I have a function called create_object where I allocate memory for a global structure. And I have a function called destroy_object where I check that the pointer is not null, then I free. Just incase I free memory that hasn't been allocated. However, I have tested this by making 2 consecutive calls to destroy_object. However, I get a stack dump on the second call. However, I am sure that it would not free as I have assigned the pointer to NULL. So it should skip the free function.

static struct Config_t {
    char protocol[LINE_SIZE];
    char mode[LINE_SIZE];
} *app_cfg = NULL;

int create_object()
{
    app_cfg = malloc(sizeof *app_cfg);
    memset(app_cfg, 0, sizeof *app_cfg);
}

void destroy_config()
{
    /* Check to see if the memory is ok to free */
    if(app_cfg != NULL) {
        free(app_cfg);
        app_cfg = NULL;
    }
}

Many thanks for any suggestions,

================= EDIT ========== Basicially I have in my main function a call to create_object() and I do some processing and then make a call to destory_object.

int main(void)
{
    create_object();

    /* Do some processing on the structure */

    destroy_object();

    return 0;
}

========================= Final Edit ==== static struct Config_t { char protocol[LINE_SIZE]; char mode[LINE_SIZE]; } app_cfg[1] {{"", ""}};

And now I am not using malloc and free.

I have only one suggestion. Don't allocate memory for this, it's a waste of effort.

Since app_cfg is a file-level variable, you can only have one copy at a time anyway, so there's little point in allocating and de-allocating it.

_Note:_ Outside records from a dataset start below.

Issue #2543, opened 2024-04-08
New Ssh-Keys page enhancements


Mahmoud-Emad:
### Which package/s are you suggesting this feature for?

Dashboard

### Is your feature request related to a problem? Please describe

It's not a problem

### Describe the solution you'd like

1. There Should be only one table containing both keys active and inactive 
2. The 'Manage Ssh Keys' button in the deployment needs some enhancement
3. Update the activation `Checkbox` to only active/inactive the keys and `don't open the details dialogue`
4. The SSH-Keys IDs should start from 1
5. Generate a name for the old key if there is no name

Mahmoud-Emad:
this needs to happen directly after login

![image](https://github.com/threefoldtech/tfgrid-sdk-ts/assets/57001890/b7631a98-3ef2-4fad-97ea-9131620a197b)

Mahmoud-Emad:
this looks very odd

![image](https://github.com/threefoldtech/tfgrid-sdk-ts/assets/57001890/45754df9-a4f7-44c7-beaa-2a4336ad5ebd)

Mahmoud-Emad:
Should be just one table contains all keys
![image](https://github.com/threefoldtech/tfgrid-sdk-ts/assets/57001890/55226ec4-87e7-4305-8758-a38f0ebb3a25)

zaelgohary:
Section titles are bigger than the ones on other pages. Maybe we can use the same font size used in them.

![image](https://github.com/threefoldtech/tfgrid-sdk-ts/assets/40770501/ac0071b2-22ac-4f44-a531-40173c981d8e)

zaelgohary:
The ID in tables starts with 2.

![image](https://github.com/threefoldtech/tfgrid-sdk-ts/assets/40770501/2e021c56-61dc-4d30-b029-2a00563a48e1)

samaradel:
@ehab-hassan can you provide better enhancement suggestions for ```2. The 'Manage Ssh Keys' button in the deployment needs some enhancement``` please

it looks 
![image](https://github.com/threefoldtech/tfgrid-sdk-ts/assets/11662805/0a42b01f-433c-4da3-a41a-10768ec612f5)

![image](https://github.com/threefoldtech/tfgrid-sdk-ts/assets/11662805/4ff404ac-ac43-43ab-a87b-0d2b04182995)

ehab-hassan:
[...]

PR #2554, opened 2024-04-14
Update sshkey page

samaradel:
### Description
- Remove Active keys table
- Add all keys into one table
- generate a name for keys that haven't a name
- Reduce the size of titles
- prevent opening the dialog of ssh key details by clicking on the active checkbox
- Generate name when the key is imported without name

### Changes

image
### Related Issues

- https://github.com/threefoldtech/tfgrid-sdk-ts/issues/2543
- https://github.com/threefoldtech/tfgrid-sdk-ts/issues/1882

### Checklist

- [ ] Tests included
- [x] Build pass
- [ ] Documentation


MohamedElmdary (approved):

AlaaElattar (approved):
Great Job

Mahmoud-Emad (changes requested):
Good job ya Samar, as we agreed we have to migrate the old key once the user login in background.

image

MohamedElmdary (approved):

MohamedElmdary (approved):

zaelgohary (commented):
I was able to save the same key more than once. (same name and SSH)

image

packages/playground/src/views/sshkey_view.vue
0oM4R, line 1: looks like we didn't handle the insufficient balance case
image

zaelgohary (commented):
When deleting a key, table IDs won't update.

image

packages/playground/src/views/sshkey_view.vue
0oM4R: we need to add error handler also, it keep loading forever

packages/playground/src/components/ssh_keys/SshTable.vue
```diff
@@ -214,20 +206,26 @@ export default defineComponent({
...
     };
 
-    const activateKey = (key: SSHKeyData) => {
-      if (key.isActive) {
-        emit("inactive", key);
-      } else {
-        emit("active", key);
-      }
+    const toggleKeyActivation = (key: SSHKeyData) => {
+      console.log(key.isActive);
```
0oM4R, line 210: we should remove this line

zaelgohary:
Two buttons have the same label, can we change the first one to 'Export All' instead?

image

zaelgohary:
Header font size doesn't match with other headers.

image

image

Mahmoud-Emad:
> When deleting a key, table IDs won't update.
> 
> image

Shouldn't change, we save it into a database and it's a valid behavior, if we changed the keys I'd each time we delete it'll be a big traffic.

packages/playground/src/utils/validators.ts
```diff
@@ -733,16 +733,6 @@ export function pattern(msg: string, config: RegexPattern) {
...
-/**
- * Checks if a given string is a valid SSH key.
- * @param key - The SSH key string to be validated.
- * @returns True if the key is a valid SSH key, false otherwise.
- */
-export function isValidSSHKey(key: string): boolean {
-  const sshKeyRegex = /^(ssh-rsa|ssh-dss|ecdsa-[a-zA-Z0-9-]+|ssh-ed25519)\s+(\S+)\s+(\S+)/;
-  return sshKeyRegex.test(key);
-}
-
```
0oM4R, line 745: why did we move the validation, Shouldn't all validators be here ?

zaelgohary:
Can we change the info to be "Manage SSH keys easily, switch between them, and activate or deactivate keys as needed for accessing deployed machines. Simplify key distribution and effectively manage access to nodes."

https://github.com/threefoldtech/tfgrid-sdk-ts/blob/9ce65149d66df3ae7d1baa8bafe6c6eb8f2b3256/packages/playground/src/views/sshkey_view.vue#L9-L12

zaelgohary:
The lower export button doesn't work as expected.

[export_ssh.webm](https://github.com/threefoldtech/tfgrid-sdk-ts/assets/40770501/720409d2-6e1b-45cf-bc97-70020dd7dcbf)

packages/playground/src/utils/validators.ts
Mahmoud-Emad: It moved to be inside the class management, I want to group all ssh-related things in one sope

packages/playground/src/views/sshkey_view.vue
Mahmoud-Emad: Resolved

packages/playground/src/components/ssh_keys/SshTable.vue
Mahmoud-Emad: Removed

zaelgohary (approved):
Good job, Emad!

0oM4R (changes requested):
I still have an unhanded errors on low balance account 
image

packages/playground/src/utils/ssh.ts
```diff
@@ -0,0 +1,232 @@
...
+      return;
+    }
+
+    const balance = await loadBalance(grid!);
+    if (balance.free === balance.locked || balance.free < this.updateCost) {
+      throw new InsufficientBalanceError(
+        "Your wallet balance is insufficient to save your SSH key. To avoid losing your SSH key, please recharge your wallet.",
+      );
+    }
+
```
0oM4R, line 97: I think we should wait for the transaction to throw this error and handle it, 
this step should be useful only if we need to disable the btns if the balance is not enough.
what i mean, we should check for the errror if it is an instance of InsufficientBalanceError then create a toast with readable error

0oM4R (changes requested):
On low balance, an error is handled, but the status has changed!
After reloading the page, the status went back to active. 
also i think the toast should have more friendly message 
[Screencast from 21 أبر, 2024 EET 11:21:09 ص.webm](https://github.com/threefoldtech/tfgrid-sdk-ts/assets/62248851/8fb38930-44ac-41d1-8426-7fb8a328c075)

packages/playground/src/utils/ssh.ts
```diff
@@ -0,0 +1,232 @@
...
+      return;
+    }
+
+    const balance = await loadBalance(grid!);
+    if (balance.free === balance.locked || balance.free < this.updateCost) {
+      throw new Error(
+        "Your wallet balance is insufficient to save your SSH key. To avoid losing your SSH key, please recharge your wallet.",
+      );
+    }
+
```
0oM4R, line 97: I think there is no need to check for balance and throw errror here, the client already do that for us, 
and this is the idea of using types package and errror classes, client throw an error  then we customize the displayed error massage for the user based on the thrown error class.

packages/playground/src/views/sshkey_view.vue
```diff
@@ -115,258 +100,196 @@
...
+  sshKeysManagement.export(exportKeys);
+  isExporting.value = false;
+};
+
+const updateActivation = async (key: SSHKeyData) => {
+  activating.value = key.activating = true;
+
+  try {
+    await sshKeysManagement.update(allKeys.value);
+  } catch (e: any) {
```
0oM4R, line 194: in this catch, we should look up for "insufficientBalanceError" and create a toast with friendly error message, 
and the else block should handle other cases with something like " something went wrong"

packages/playground/src/utils/ssh.ts
Mahmoud-Emad: Yeah, you have a point, errors should be handled outside the management class, However, it is only used in the SSH component and not planned to be used somewhere else, I think we can keep all SSH-related in one place.

packages/playground/src/views/sshkey_view.vue
Mahmoud-Emad: The ssh script handle this.

packages/playground/src/utils/ssh.ts
Mahmoud-Emad: Yeah, indeed.

0oM4R (approved):

0oM4R (approved):
Thanks ya Omda great job

Mahmoud-Emad (approved):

Just create it as a static non-pointer and use it:

static struct Config_t {
    char protocol[LINE_SIZE];
    char mode[LINE_SIZE];
} app_cfg;

You can still provide a create and destroy which memset the structure to zeros but even that may not be required:

void create_object (void) {
    memset(&app_cfg, 0, sizeof(app_cfg));
}

void destroy_config (void) {
    memset(&app_cfg, 0, sizeof(app_cfg));
}

using this code with gcc 3.3.3 under Cygwin works correctly for me when I call it twice. You didn't tell us what you're doing outside of these functions, so look there first, eg maybe you're accidentally assigning a garbage non-NULL value to app_cfg between calls. Also, if you're not using a "big-name" compiler, there's a possibility this is a compiler bug (eg it may be overly optimistic at compile time and assume you'll never pass a NULL to destroy_config). Try putting in something like:

void destroy_config()
{

    /* Check to see if the memory is ok to free */
    if(app_cfg != NULL) {
        printf("not null\n" );
        free(app_cfg);
        app_cfg = NULL;
    }else{
        printf("null\n" );
        }
}

to see if it really "knows" when it's null.